Goal of the exercise:
Go through the entries below, count every line with the string "have", and answer with only that number.

(Records from a data source)
● ● ● ● ●

PR #1818, opened 2018-04-13
Fix java.lang.IllegalArgumentException thrown by FastByteArrayOutputStream

wolfgangmm:
Fix exception in compression module: size of binary resource might be reported as -1 if unknown and should thus not be passed on the FastByteArrayOutputStream.


extensions/modules/src/org/exist/xquery/modules/compression/AbstractCompressFunction.java
```diff
@@ -432,7 +432,7 @@ private void compressResource(OutputStream os, DocumentImpl doc, boolean useHier
 		} else if (doc.getResourceType() == DocumentImpl.BINARY_FILE) {
 			// binary file
             try (final InputStream is = context.getBroker().getBinaryResource((BinaryDocument)doc);
-                 final FastByteArrayOutputStream baos = new FastByteArrayOutputStream((int)doc.getContentLength())) {
+                 final FastByteArrayOutputStream baos = new FastByteArrayOutputStream()) {
```
adamretter: Would you consider `doc.getContentLength() == -1 ? 1024 : (int)doc.getContentLength()` instead please

PR #1826, opened 2018-04-14
Fix regression with URL Rewrite controller selection

adamretter:
@wolfgangmm I added a Unit Test for this as well to prevent future regressions. Unfortunately the current test fails.

It seems that when URL Rewriting is run from JUnit, it seems to have some sort of static rewrite rule and so doesn't bother looking for a `controller.xql`. I could not figure out why that is. Perhaps you can help there? See `org.exist.http.urlrewrite.URLRewritingTest`.

If I test by starting eXist-db server and doing the same, then all passes just fine. So something weird happens with URL rewriting under JUnit.


wolfgangmm:
For me the test already fails in `URLRewritingTests#setup`, so I couldn't run it.

The only guess I would have for URL rewriting not applied during junit tests would be that `webapp/WEB-INF/controller-config.xml` is not found?

adamretter:
@wolfgangmm  no the controller-config.xml is still found and loaded. You didn't tell me what the error you get is the setup is, can you please share as that would fine here

test/src/org/exist/http/urlrewrite/URLRewritingTest.java
```diff
@@ -0,0 +1,107 @@
...
+        final String testDocument = "<hello>world</hello>";
+
+        HttpResponse response = executor.execute(Request
+                .Put(docUri)
+                .bodyString(testDocument, ContentType.APPLICATION_XML)
+        ).returnResponse();
+        assertEquals(HttpStatus.SC_CREATED, response.getStatusLine().getStatusCode());
+
+        response = executor.execute(Request
+                .Get(docUri)
```
wolfgangmm: URL rewriting will not be triggered if you go through the REST interface, so this line would need to request a path below `/exist/apps`:

```java
.Get(getServerUri() + "/apps/controller-test/nested/test.xml")
```

adamretter:
@wolfgangmm Okay should be fixed now.

PR #1830, opened 2018-04-15
Fix link to "quick start" docs

joewiz:
### Description:

Spotted a typo.

### Reference:

- The URL http://exist-db.org/quickstart.html returns a 404
- The correct URL is https://exist-db.org/exist/apps/doc/quickstart.xml

### Type of tests:

n/a

### DIFF
--- a/README
+++ b/README
@@ -3,7 +3,7 @@ eXist Native XML Database
 =========================
 
 For instructions on how to install and start eXist, please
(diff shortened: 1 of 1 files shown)


joewiz:
@duncdrum https://exist-db.org/exist/apps/doc/basic-installation returns a 404, so the link in this PR is the correct link for now. When exist-db.org is updated with the new version of the documentation, we'll need another PR for your change then.

PR #2662, opened 2021-04-22
TM-11: use css variable for multiple columns in passport

mvdstruijk:
Fixes TM-11

### DIFF
--- a/tailormap-components/projects/core/src/lib/feature-form/form-creator/form-creator.component.css
+++ b/tailormap-components/projects/core/src/lib/feature-form/form-creator/form-creator.component.css
@@ -1,28 +1,30 @@
 :host,
 form,
-mat-tab-group {
+mat-tab-group,
+.column-container {
   height: 100%;
 }
 
-.tab {
-  float: left;
-  width: calc(100 / var(--overlay-panel-columns) * 1%);
-}
-
-.is-editing .tab {
-  padding-bottom: 16px;
+.column-container {
+  display: flex;
 }
 
 .column {
-  display: flex;
-  flex-direction: column;
-  height: 77px;
+  flex: 1 0;
 }
 
-.column + .column {
+.is-editing .column {
+  padding-bottom: 16px;
+}
+
+.row {
+  min-height: 77px;
+}
+
+.row + .row {
   border-top: 1px solid rgba(216, 216, 216, 0.62);
 }
 
-.is-editing .column + .column {
+.is-editing .row + .row {
   border-top: 0 none;
 }
--- a/tailormap-components/projects/core/src/lib/feature-form/form-creator/form-creator.component.css
+++ b/tailormap-components/projects/core/src/lib/feature-form/form-creator/form-creator.component.css
@@ -4,6 +4,10 @@ mat-tab-group {
   height: 100%;
 }
 
+.tab {
+  float: left;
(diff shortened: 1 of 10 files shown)


mtoonen (approved):
Seems to work :+1:

tailormap-components/projects/core/src/lib/feature-form/form-creator/form-creator.component.css
```diff
@@ -4,13 +4,19 @@ mat-tab-group {
   height: 100%;
 }
 
+.tab {
+  float: left;
```
geertplaisier: Maybe better to use a display: flex parent & set flex: 1 on the tabs. Floating can break your layout quite easily and then you also don't need to set a width

tailormap-components/projects/core/src/lib/feature-form/form-creator/form-creator.component.css
```diff
@@ -4,13 +4,19 @@ mat-tab-group {
...
+}
+
 .is-editing .tab {
   padding-bottom: 16px;
 }
 
 .column {
   display: flex;
   flex-direction: column;
+  height: 77px;
```
geertplaisier: Why is this needed?

tailormap-components/projects/core/src/lib/feature-form/form-creator/form-creator.component.html
```diff
@@ -1,8 +1,8 @@
 <form [formGroup]="formgroep">
   <mat-tab-group class="tab-group" [class.is-editing]="editing$ | async">
     <mat-tab *ngFor="let tab of tabbedConfig; trackBy: trackByTabId" label="{{formConfig.tabConfig[tab.tabId]}}">
-      <div class="tab">
-        <div *ngFor="let attr of tab.attributes" class="column">
+      <div *ngFor="let column of getColumns()" class="tab">
```
geertplaisier: This is not really efficient and happens on every CD

tailormap-components/projects/core/src/lib/feature-form/form-creator/form-creator.component.ts
```diff
@@ -66,6 +66,8 @@ export class FormCreatorComponent implements OnChanges, OnDestroy, AfterViewInit
   private destroyed = new Subject();
 
   public ngOnChanges() {
+    document.documentElement.style.setProperty('--overlay-panel-columns', Math.max.apply(Math,this.formConfig.fields.map(field=> field.column)));
```
geertplaisier: I think its more efficient to create a Column model or something. So you only have to create the columns once and you could also add the attributes to this column model so you don't need the getAttributes method below.

tailormap-components/projects/core/src/styles/styles.css
```diff
@@ -68,7 +70,7 @@
   right: 10px;
   top: 10px;
   bottom: 10px;
-  width: 300px;
+  width: calc(var(--overlay-panel-columns) * var(--overlay-panel-width));
```
geertplaisier: Wouldn't do this in the styles.css because they are meant to be global and this is quite specific

geertplaisier (changes requested):

geertplaisier (approved):

PR #2694, opened 2021-05-20
added primaryKeyAttribute to simplefeaturetype. This is filled when u…

mtoonen:
…pdating/creating a JDBC source

Fixes TM-146

@matthijsln  @mprins It seems only JDBCDataStore supports exposing the PK column, however, there is a checkbox in geoserver to expose them for WFS sources. Do you know how to retrieve that information via geotools?

### DIFF
--- a/tailormap-components/projects/core/src/lib/shared/attribute-service/attribute-models.ts
+++ b/tailormap-components/projects/core/src/lib/shared/attribute-service/attribute-models.ts
@@ -51,6 +51,7 @@ export interface AttributeMetadataResponse {
   featureType: number;
   featureTypeName: string;
   geometryAttribute: string;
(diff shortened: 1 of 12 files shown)


mprins:
>  Do you know how to retrieve that information via geotools?

depends on the output format of the WFS... In GML there is an attribute `gml:id` on a Feature which should have the PK value. I think geotools should be able to give the value of the `fid` (which may or may not be an actual primary key somewhere - that depends on the datasource of the WFS)

mprins:
I don't think the FeaturetypeDescription lists a primary key; it will just list the constraints for an attrtibute, eg. `unique`, `not null`, so you could guess using a `fid` value which columns compose the PK for a featuretype

PR #2715, opened 2021-06-03
Use @tailormap/core-components and @tailormap/shared

geertplaisier:
Use @tailormap/core-components and @tailormap/shared packages
Removed attribute-list, tree and some helpers, those are now used from @tailormap/core-components and @tailormap/shared


tailormap-components/projects/core/src/lib/analysis/state/analysis.effects.ts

● ● ● ● ●

Task response:
4